Whistle Come back! Whistle Oh geez, she’s losing the fight. “Come back you dumb bird.”
She’s dead. All my hard work, gone in under a minute.
This paints the biggest issue with dino taming in Ark. Sure, technically her death was on me. But as a new player, I didn’t know freshly tamed dinos are set to Attack Your Target by default. Or that “Your Target” extends to tribe members’ targets too. I didn’t know I needed to whistle her to passive mode, and I didn’t know I then needed to whistle her to follow me. I didn’t even know there was a radial menu to change all these settings.
This is purely a game design fault, and it’s a big one. If you don’t arm your new players with text tips, tutorials, anything that will help them through your one and only big differentiating mechanic, they’re going to get frustrated like I did. Especially with how complex dino taming gets. “Congrats on your new tame! Hold T on it to adjust its behavior” would have been enough. It’s inexcusable there’s not a single piece of help.

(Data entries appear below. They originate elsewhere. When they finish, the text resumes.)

PR #4781, opened 2021-02-23
FIX/REFAC(shared): Don't pass unneeded values to OSInfo, rely on the ones it provides, fix "osverbose" not being verbose on macOS

davidebeatrici:


Krzmbrzl (commented):
I think we should not set the `Scope` of our commit messages to `client, server`. Instead I propose using `shared` or omitting it altogether as a scope "it applies to everything" is not really a scope to begin with :point_up: 

And imo your last commit is a `REFAC`, not a `FIX`, since it does not fix any bug in the software (from a user's perspective anyways).

Other than that this LGTM

Krzmbrzl:
I don't quite understand why the Windows CI fails. The Linux fail will be fixed by #4783

PR #4789, opened 2021-02-24
CI(macos): Fix release ID not being set for macOS package

davidebeatrici:
The issue was introduced in #4669 and is only cosmetic.

More specifically, the volume name is set to `Mumble `  (trailing space at the end) because the version string is empty.


davidebeatrici:
We should remove the following:
https://github.com/mumble-voip/mumble/blob/569336e78a9a5d516306f2ba2d9ce7e35afbf622/macx/scripts/osxdist.py#L157-L165

We don't need it anymore because CMake fills the field.

Krzmbrzl (approved):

The complexity of taming is a double-edged sword at this point.
Otherwise, just like crafting, it’s the little things that hinder the experience of the taming/pet-owning system. The learning curve is sky-high. The whistle hotkey commands are far too numerous to remember. The radial menu settings on the dinos contain ambiguous wording.
Your dinos will run into battle when you don’t want them to. Jumping off your mount means you launch up and out the right side of it; if you’re standing by a cliff, you just killed yourself.

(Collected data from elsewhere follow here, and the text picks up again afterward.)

Issue #4748, opened 2021-02-11
Place the per-user audio volume slider directly in the context menu


SeerLite:
**Context**
When I'm too lazy to read the options or have to turn down the volume for someone quickly.

**Describe the feature you have in mind**
Move the volume slider from the "Local Volume Adjustment..." option to the context menu directly.

**Describe alternatives you've considered**
Add big colorful icons to the context menu options or move the less used ones to a sub-menu, to make it less cluttered with text and make the volume more obvious. **Edit:** Even just renaming it from "Local Volume Adjustment..." to just "Volume" is a really good improvement.

**Additional context**
Discord adds the volume slider directly to the context menu and it's a really smooth experience for when you have to reach it quickly.
![image](https://user-images.githubusercontent.com/21978144/107609826-cb444600-6c1e-11eb-882f-25bb0ab39506.png)

Krzmbrzl:
### Implementation note

In order to do that, we'll have to use [QWidgetAction](https://doc.qt.io/qt-5/qwidgetaction.html) for adding the entry to the menu.

I guess the process would be to remove the `UserLocalVolumeDialog` and incorporate its functionality into a custom `QWidgetAction`.
And for consistency's sake, if this is done, then this should also be done to `ListenerLocalVolumeDialog`. It should be possible to create a base-class with the basic functionality and then subclass it for the user's and listener's volume adjustments.

SC1040-TS2:
Having tested the existing process, it seems that the issue may be a case of user perception, given it is currently as simple as "find annoying user, right-click on annoying user, click on thing below Ignore Messages, turn slider in pop-up all the way down, close pop-up." At that point, most of the time overhead is in determining which user is the one whose volume just increased all of a sudden, to which Local Mute can be used as an immediate fix before using the Local Volume Adjustment slider to preference.

Adding it to the context menu removes some of the steps, but may clutter the existing menu a bit more and be in conflict with the existing UI design unless scaling down and shortening the slider dial to fit it in the context menu is manageable.

PR #4792, opened 2021-02-25
FEAT(client): Add User and Listener volume slider to context menus

fgilcc:
As requested in #4748 this commit implements a volume control slider for User local volume and Listener local volume in the relevant context menus for easier reach and quicker adjustments.

The VolumeSliderWidgetAction was implemented as a base class for UserLocalVolumeSlider and ListenerLocalVolumeSlider which were then added as QActions in the MainWindow to the context menus qmUser and qmListener respectively.

qmUserMumble

I've left both dialogs as they act as a label for the slider in the menu and as a more robust option for volume control.
The tool tip appears when moving the  #slider.
I have not tested the Listener menu. I can't find how to reach it.

Implements #4748


Krzmbrzl:
> I have not tested the Listener menu. I can't find how to reach it.

In order to reach that you have to add a listener to a channel and then right-click on it. Note however that you can only add a listener (via a channel's context menu) on servers that are running at least Mumble 1.4.0 (aka a development snapshot). If you host the server you have built locally, that should be easily possible.
I can also test that for you, if you prefer though.

src/mumble/ListenerLocalVolumeSlider.cpp
```diff
@@ -0,0 +1,37 @@
+// Copyright 2005-2020 The Mumble Developers. All rights reserved.
```
Krzmbrzl, line 1:
```suggestion
// Copyright 2021 The Mumble Developers. All rights reserved.
```

src/mumble/ListenerLocalVolumeSlider.cpp
```diff
@@ -0,0 +1,37 @@
...
+#include "ListenerLocalVolumeSlider.h"
+
+#include <cmath>
+
+// We define a global macro called 'g'. This can lead to issues when included code uses 'g' as a type or parameter name
+// (like protobuf 3.7 does). As such, for now, we have to make this our last include.
+#include "Global.h"
+
+ListenerLocalVolumeSlider::ListenerLocalVolumeSlider(ClientUser *user, Channel *channel, QWidget *parent)
+	: VolumeSliderWidgetAction(parent), m_user(user), m_channel(channel) {
```
Krzmbrzl, line 15: What is the user needed for?

Also the channel should be const.

And probably using references instead of pointers would be better. We don't want to allow `nullptr`as an argument here anyways, do we?

src/mumble/ListenerLocalVolumeSlider.cpp
```diff
@@ -0,0 +1,37 @@
...
+void ListenerLocalVolumeSlider::updateListenerVolume(int value) {
+
+
+
+	displayTooltip(value);
+
+	// Decibel formula: +6db = *2
+	if (m_channel)
+	ChannelListener::setListenerLocalVolumeAdjustment(m_channel,
+													  static_cast< float >(pow(2.0, value / 6.0)));
```
Krzmbrzl, line 36:
```suggestion
	if (m_channel) {
		ChannelListener::setListenerLocalVolumeAdjustment(m_channel,
													  static_cast< float >(pow(2.0, value / 6.0)));
	}
```

src/mumble/ListenerLocalVolumeSlider.h
```diff
@@ -0,0 +1,38 @@
+// Copyright 2005-2020 The Mumble Developers. All rights reserved.
```
Krzmbrzl, line 1:
```suggestion
// Copyright 2021 The Mumble Developers. All rights reserved.
```

src/mumble/ListenerLocalVolumeSlider.h
```diff
@@ -0,0 +1,38 @@
...
+// Mumble source tree or at <https://www.mumble.info/LICENSE>.
+
+#ifndef MUMBLE_MUMBLE_LISTENERLOCALVOLUMESLIDER_H_
+#define MUMBLE_MUMBLE_LISTENERLOCALVOLUMESLIDER_H_
+
+
+class ClientUser;
+class Channel;
+
+#include <QMap>
```
Krzmbrzl, line 13: This seems to be an unused include? :eyes:

src/mumble/ListenerLocalVolumeSlider.h
```diff
@@ -0,0 +1,38 @@
...
+
+#include "ClientUser.h"
+#include "Channel.h"
+#include "ChannelListener.h"
+
+#include <VolumeSliderWidgetAction.h>
```
Krzmbrzl, line 19:
```suggestion
#include "VolumeSliderWidgetAction.h"
```

We kinda follow the convention of using quotes for all of our own headers and <> for all external ones

src/mumble/ListenerLocalVolumeSlider.h
```diff
@@ -0,0 +1,38 @@
...
+
+class ListenerLocalVolumeSlider : public VolumeSliderWidgetAction {
+	Q_OBJECT
+
+	/// The user belonging to the listener proxy this dialog has been invoked on
+	ClientUser *m_user;
```
Krzmbrzl, line 25: This doesn't seem to be used at all

```suggestion
```

src/mumble/ListenerLocalVolumeSlider.h
```diff
@@ -0,0 +1,38 @@
...
+	/// The channel of the listener proxy this dialog has been invoked on
+	Channel *m_channel;
```
Krzmbrzl, line 27:
```suggestion
	const Channel &m_channel;
```

src/mumble/MainWindow.cpp
```diff
@@ -1675,6 +1682,7 @@ void MainWindow::qmUser_aboutToShow() {
 		qaUserLocalNickname->setEnabled(false);
 		qaUserLocalMute->setEnabled(false);
 		qaUserLocalVolume->setEnabled(false);
+		//qaUserLocalVolumeSlider->setEnabled(false);
```
Krzmbrzl, line 1685:
```suggestion
```

src/mumble/MainWindow.cpp
```diff
@@ -1687,6 +1695,7 @@ void MainWindow::qmUser_aboutToShow() {
 		qaUserLocalNickname->setEnabled(!isSelf);
 		qaUserLocalMute->setEnabled(!isSelf);
 		qaUserLocalVolume->setEnabled(!isSelf);
+		qaUserLocalVolumeSlider->setEnabled(!isSelf);
```
Krzmbrzl, line 1698: I think the action should simply not be created if the selected user is self.

src/mumble/MainWindow.cpp
```diff
@@ -1615,6 +1616,12 @@ void MainWindow::qmUser_aboutToShow() {
 	if (g.s.bTTS)
 		qmUser->addAction(qaUserLocalIgnoreTTS);
 	qmUser->addAction(qaUserLocalVolume);
+
+	if (p) {
+		qaUserLocalVolumeSlider = new UserLocalVolumeSlider(p->uiSession);
+		qmUser->addAction(qaUserLocalVolumeSlider);
+	}
```
Krzmbrzl, line 1623: A couple of things:
1. Do we really have to create this action anew every time? This seems like something we could store in a map on a per-user basis
2. Did you verify that the QMenu actually takes ownership of the passed action? If not, this would be a memory leak
Alternatively the actions could be made in such a way that they can easily switch out the user/channel they are acting on. In that case we would create the action once and then only update the current channel/user as needed. That'd probably be the best method :thinking:

src/mumble/MainWindow.cpp
```diff
@@ -1739,6 +1748,13 @@ void MainWindow::qmListener_aboutToShow() {
 
 	if (self) {
 		qmListener->addAction(qaListenerLocalVolume);
+		Channel *channel = getContextMenuChannel();
+		ClientUser *user = getContextMenuUser();
+		if (channel && user) {
+			qaListenerLocalVolumeSlider = new ListenerLocalVolumeSlider(user, channel);
+			qmListener->addAction(qaListenerLocalVolumeSlider);
+		}
```
Krzmbrzl, line 1756: See above

src/mumble/MainWindow.h
```diff
@@ -19,6 +19,8 @@
 #include "Usage.h"
 #include "UserLocalVolumeDialog.h"
 #include "UserLocalNicknameDialog.h"
+#include "UserLocalVolumeSlider.h"
+#include "ListenerLocalVolumeSlider.h"
```
Krzmbrzl, line 23: These includes should go into the cpp file as they are not needed here

src/mumble/UserLocalVolumeSlider.cpp
```diff
@@ -0,0 +1,42 @@
+// Copyright 2005-2020 The Mumble Developers. All rights reserved.
```
Krzmbrzl, line 1:
```suggestion
// Copyright 2021 The Mumble Developers. All rights reserved.
```

src/mumble/UserLocalVolumeSlider.cpp
```diff
@@ -0,0 +1,42 @@
...
+
+#include "UserLocalVolumeSlider.h"
+
+#include <cmath>
+
+// We define a global macro called 'g'. This can lead to issues when included code uses 'g' as a type or parameter name
+// (like protobuf 3.7 does). As such, for now, we have to make this our last include.
+#include "Global.h"
+#include <QtWidgets/qgridlayout.h>
+#include <QtWidgets/qtooltip.h>
```
Krzmbrzl, line 14:
```suggestion
#include <QtWidgets/qgridlayout.h>
#include <QtWidgets/qtooltip.h>
```

The Global class does not seem to be needed

src/mumble/UserLocalVolumeSlider.h
```diff
@@ -0,0 +1,34 @@
+// Copyright 2005-2020 The Mumble Developers. All rights reserved.
```
Krzmbrzl, line 1:
```suggestion
// Copyright 2021 The Mumble Developers. All rights reserved.
```

src/mumble/UserLocalVolumeSlider.h
```diff
@@ -0,0 +1,34 @@
...
+// Use of this source code is governed by a BSD-style license
+// that can be found in the LICENSE file at the root of the
+// Mumble source tree or at <https://www.mumble.info/LICENSE>.
+
+#ifndef MUMBLE_MUMBLE_USERLOCALVOLUMESLIDER_H_
+#define MUMBLE_MUMBLE_USERLOCALVOLUMESLIDER_H_
+
+
+#include <QMap>
```
Krzmbrzl, line 10: Unused include

src/mumble/UserLocalVolumeSlider.h
```diff
@@ -0,0 +1,34 @@
...
+
+#include "ClientUser.h"
+
+#include <QtWidgets/QSlider>
+#include <QtWidgets/QWidgetAction>
+#include <QtWidgets/qlabel.h>
```
Krzmbrzl, line 16: These don't seem necessary here either

src/mumble/UserLocalVolumeSlider.h
```diff
@@ -0,0 +1,34 @@
...
+// that can be found in the LICENSE file at the root of the
+// Mumble source tree or at <https://www.mumble.info/LICENSE>.
+
+#ifndef MUMBLE_MUMBLE_USERLOCALVOLUMESLIDER_H_
+#define MUMBLE_MUMBLE_USERLOCALVOLUMESLIDER_H_
+
+
+#include <QMap>
+
+#include "ClientUser.h"
```
Krzmbrzl, line 12: Unused include

src/mumble/VolumeSliderWidgetAction.cpp
```diff
@@ -0,0 +1,48 @@
+// Copyright 2005-2020 The Mumble Developers. All rights reserved.
```
Krzmbrzl, line 1:
```suggestion
// Copyright 2021 The Mumble Developers. All rights reserved.
```

src/mumble/VolumeSliderWidgetAction.cpp
```diff
@@ -0,0 +1,48 @@
...
+// Mumble source tree or at <https://www.mumble.info/LICENSE>.
+
+#include "VolumeSliderWidgetAction.h"
+
+#include <cmath>
+
+// We define a global macro called 'g'. This can lead to issues when included code uses 'g' as a type or parameter name
+// (like protobuf 3.7 does). As such, for now, we have to make this our last include.
+
+
```
Krzmbrzl, line 13: Either missing include or redundant comment

src/mumble/VolumeSliderWidgetAction.cpp
```diff
@@ -0,0 +1,48 @@
...
+}
+
+void VolumeSliderWidgetAction::displayTooltip(int value) {
+	
+	QString tooltipText;
+	if (value < 1)
+		tooltipText = QString("%1").arg(value);
+	else
+		tooltipText = QString("+%1").arg(value);
```
Krzmbrzl, line 44:
```suggestion
	if (value < 1) {
		tooltipText = QString("%1").arg(value);
	} else {
		tooltipText = QString("+%1").arg(value);
	}
```

Shouldn't the first branch display a leading minus? And shouldn't the check be about `< 0`? :eyes:

src/mumble/VolumeSliderWidgetAction.h
```diff
@@ -0,0 +1,33 @@
+// Copyright 2005-2020 The Mumble Developers. All rights reserved.
```
Krzmbrzl, line 1:
```suggestion
// Copyright 2021 The Mumble Developers. All rights reserved.
```

src/mumble/VolumeSliderWidgetAction.h
```diff
@@ -0,0 +1,33 @@
...
+// Use of this source code is governed by a BSD-style license
+// that can be found in the LICENSE file at the root of the
+// Mumble source tree or at <https://www.mumble.info/LICENSE>.
+
+#ifndef MUMBLE_MUMBLE_VOLUMEWIDGETACTION_H_
+#define MUMBLE_MUMBLE_VOLUMEWIDGETACTION_H_
+
+
+#include <QMap>
```
Krzmbrzl, line 10: Unused import

src/mumble/VolumeSliderWidgetAction.h
```diff
@@ -0,0 +1,33 @@
...
+
+#include "ClientUser.h"
+
+#include <QtWidgets/QSlider>
+#include <QtWidgets/QWidgetAction>
+#include <QtWidgets/qtooltip.h>
```
Krzmbrzl, line 16: Include not needed here. If required, this should be moved to the cpp file

src/mumble/VolumeSliderWidgetAction.h
```diff
@@ -0,0 +1,33 @@
...
+
+#ifndef MUMBLE_MUMBLE_VOLUMEWIDGETACTION_H_
+#define MUMBLE_MUMBLE_VOLUMEWIDGETACTION_H_
+
+
+#include <QMap>
+
+#include "ClientUser.h"
+
+#include <QtWidgets/QSlider>
```
Krzmbrzl, line 14: Please move the include to the cpp file and use a forward declaration in the header instead.

src/mumble/VolumeSliderWidgetAction.h
```diff
@@ -0,0 +1,33 @@
...
+	Q_OBJECT
+
+
+public:
+	VolumeSliderWidgetAction(QObject *parent = nullptr);
+
+
+protected:
+	QSlider *qsVolumeSliderWidgetAction;
+	void setDBSliderValue(float value);
```
Krzmbrzl, line 28: Why is there a "DB" in the name?

src/mumble/ListenerLocalVolumeSlider.cpp
```diff
@@ -0,0 +1,37 @@
...
+// that can be found in the LICENSE file at the root of the
+// Mumble source tree or at <https://www.mumble.info/LICENSE>.
+
+#include "ListenerLocalVolumeSlider.h"
+
+#include <cmath>
+
+// We define a global macro called 'g'. This can lead to issues when included code uses 'g' as a type or parameter name
+// (like protobuf 3.7 does). As such, for now, we have to make this our last include.
+#include "Global.h"
```
Krzmbrzl, line 12:
```suggestion
```

Doesn't seem to be needed

Krzmbrzl (changes requested):

fgilcc:
I have tested the Listener and it seems to be working as expected. Thanks for the comments, I'll try to address the issues.

src/mumble/VolumeSliderWidgetAction.h
fgilcc: the DB was from decibel, it should have been dB

src/mumble/ListenerLocalVolumeSlider.cpp
fgilcc: this was mostly mimicking the current ListenerLocalVolumeDialogs implementation which also has the user and doesn't use it for anything and takes the channel as a pointer. 

I am checking for `nullptr` where needed. If requested I can change it to references.

src/mumble/VolumeSliderWidgetAction.cpp
fgilcc: Negative Values already have the minus so I just wanted to display a + for values >0, I don't know Why I thought using <1 instead of >0 was a better choice for this . I did it to be similar to the number in front of your username.

src/mumble/MainWindow.cpp
fgilcc: I was really unsure of this one and decided to go with the more compact solution.

I also considered doing it the way you mention in the second point but I would have to deal with QMenu deleting the action.

I was lead to believe QMenu takes ownership by addAction but after a lot of searching, it seems this doesn't happen when passing a QAction. 

I will try to implement as described in the second point.

src/mumble/ListenerLocalVolumeSlider.cpp
Krzmbrzl: > his was mostly mimicking the current ListenerLocalVolumeDialogs implementation which also has the user and doesn't use it for anything and takes the channel as a pointer.

Well I guess then that class has to be reworked at some point as well ^^

> I am checking for nullptr where needed. 

Yes, but still the class doesn't really make sense if the channel is `nullptr` since essentially that'd cancel all functionality. Thus `nullptr` is effectively not a valid parameter that can be passed to the class.
And given that the channel is not optional but mandatory, we should make that semantically clear by using references instead.

> If requested I can change it to references.

Yes, please.
I know this is currently not done in like 80-90% of the cases but we are striving towards improved code quality and things like these help with that :)

src/mumble/MainWindow.cpp
Krzmbrzl: > I was lead to believe QMenu takes ownership by addAction but after a lot of searching, it seems this doesn't happen when passing a QAction.

Yeah that was what I found as well. I think chances are that it also takes ownership of a `QAction *` just as it does for all other overloads of `addAction` but the docs never state so explicitly. Thus I was asking if you have found any other documentation source or tested it out...

> I will try to implement as described in the second point.

:ok_hand:

fgilcc:
I believe I've dealt with most of the issues.

1. `ListenerLocalVolumeSlider`: Now that a new action is no longer created every time a menu is requested, it just updates the target channel or user, I can't find a way to make `channel` work with references. `onSliderValueChanged` can be called without initializing `Channel` if `prepareLocalListener` is not called first. With pointers I can at least initialize it and account for `nullptr`. I have mostly programmed in C so I'm not too acquainted with references.
2.
```
#include "UserLocalVolumeSlider.h"
#include "ListenerLocalVolumeSlider.h"
```
I've left both these includes in `MainWindow.h` as I've also put `UserLocalVolumeSlider *qaUserLocalVolumeSlider;` and `ListenerLocalVolumeSlider *qaListenerLocalVolumeSlider;` next to some other widgets/actions in the same file.

Thank you for your time.

Krzmbrzl:
1. Yes indeed. References can't be re-assigned. Thus when using the switchable approach, we have to indeed fallback to using pointers.

> Is there a client session ID and channel I can target when first initializing the Action objects?

No there are no special IDs that could be used for that. I think we should probably introduce a boolean flag that indicates whether that function has been called before or not.

> Should I insert a mechanism to make sure the "prepare" methods were called? in onSliderValueChanged.

That'd probably be best, yes. If it is explicitly accounted for in code then there is no way it can be forgotten in the future.
We could either add an assertion for this or explicitly call that function if it has not been called before. Given that the method not having been called seems like a program error though, I would tend towards the assertion :thinking: 

> I've left both these includes in MainWindow.h as I've also put UserLocalVolumeSlider *qaUserLocalVolumeSlider; and ListenerLocalVolumeSlider *qaListenerLocalVolumeSlider; next to some other widgets/actions in the same file.

As long as you are only using these types as pointers, you can easily forward-declare them in the header and then only include the headers in the cpp file. That keeps the header file as small as possible which should help maintaining a good compilation speed.

src/mumble/UserLocalVolumeSlider.h
```diff
@@ -0,0 +1,28 @@
...
+
+class UserLocalVolumeSlider : public VolumeSliderWidgetAction {
+	Q_OBJECT
+
+	/// The session ID for the user that the dialog is changing the volume for.
+	unsigned int m_clientSession;
+
+public:
+	UserLocalVolumeSlider(QWidget *parent = nullptr);
+	void prepareLocalUser(unsigned int sessionId);
```
Krzmbrzl, line 20:
```suggestion
	void setUser(const ClientUser &user);
```
I think this name would make it a bit clearer what this function is doing :thinking:

src/mumble/ListenerLocalVolumeSlider.h
```diff
@@ -0,0 +1,29 @@
...
+
+class ListenerLocalVolumeSlider : public VolumeSliderWidgetAction {
+	Q_OBJECT
+
+	/// The channel of the listener proxy this dialog has been invoked on
+	Channel *m_channel;
+
+public:
+	ListenerLocalVolumeSlider(QWidget *parent = nullptr);
+	void prepareLocalListener(Channel *channel);
```
Krzmbrzl, line 21:
```suggestion
	void setListener(const Channel &channel);
```

src/mumble/ListenerLocalVolumeSlider.h
```diff
@@ -0,0 +1,29 @@
...
+
+class Channel;
+
+#include "VolumeSliderWidgetAction.h"
+
+class ListenerLocalVolumeSlider : public VolumeSliderWidgetAction {
+	Q_OBJECT
+
+	/// The channel of the listener proxy this dialog has been invoked on
+	Channel *m_channel;
```
Krzmbrzl, line 17:
```suggestion
	const Channel *m_channel;
```

src/mumble/ListenerLocalVolumeSlider.cpp
```diff
@@ -0,0 +1,36 @@
...
+
+void ListenerLocalVolumeSlider::prepareLocalListener(Channel *channel) {
+
+		m_channel = channel;
+
+		if (m_channel) {
+			float initialAdjustment = ChannelListener::getListenerLocalVolumeAdjustment(m_channel);
+			updateSliderValue(initialAdjustment);
+		}
+}
```
Krzmbrzl, line 23:
```suggestion
void ListenerLocalVolumeSlider::prepareLocalListener(const Channel &channel) {

		m_channel = &channel;

		float initialAdjustment = ChannelListener::getListenerLocalVolumeAdjustment(m_channel);
		updateSliderValue(initialAdjustment);
}
```
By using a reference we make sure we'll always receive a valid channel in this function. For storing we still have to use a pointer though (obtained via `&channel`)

Dinos that follow you can get stuck behind a tree, and if you don’t notice they’ll be lost forever. Tracking them down is exceedingly difficult. Parking your dino in a crafted stable? Half the dinos don’t walk backwards. You’ll become stuck on the dismount. You’ll become stuck behind their tail because the tails for whatever reason have player collision (please remove this).
Don’t get me wrong. If you master the learning curve and look past the inconveniences (by strong-will or with mods that fix them), you’ll agree the dino taming is unlike what any game has ever achieved. Becoming a master of your dino companions is incredibly satisfying, and it may be the closest we get to having AI companions that feel real for a long time. It goes without saying, but the extra coolness factor is your companions are dinosaurs. Real-feeling human companions would probably be a bit too uncanny, but the prehistoric creatures we’ll never get to meet IRL make for a particularly unique and wonderful experience.
Verdict
Great
Ark: Survival Evolved has its flaws, but the surprising moments and fun factor more than make up for it. And past its slightly frustrating crafting and building, there is an immersive atmosphere, emergent gameplay, and an impressively complex taming system, which combine to create a unique flavor to make you feel like you’re a true citizen of the wild. Does it hold up in 2020? Definitely.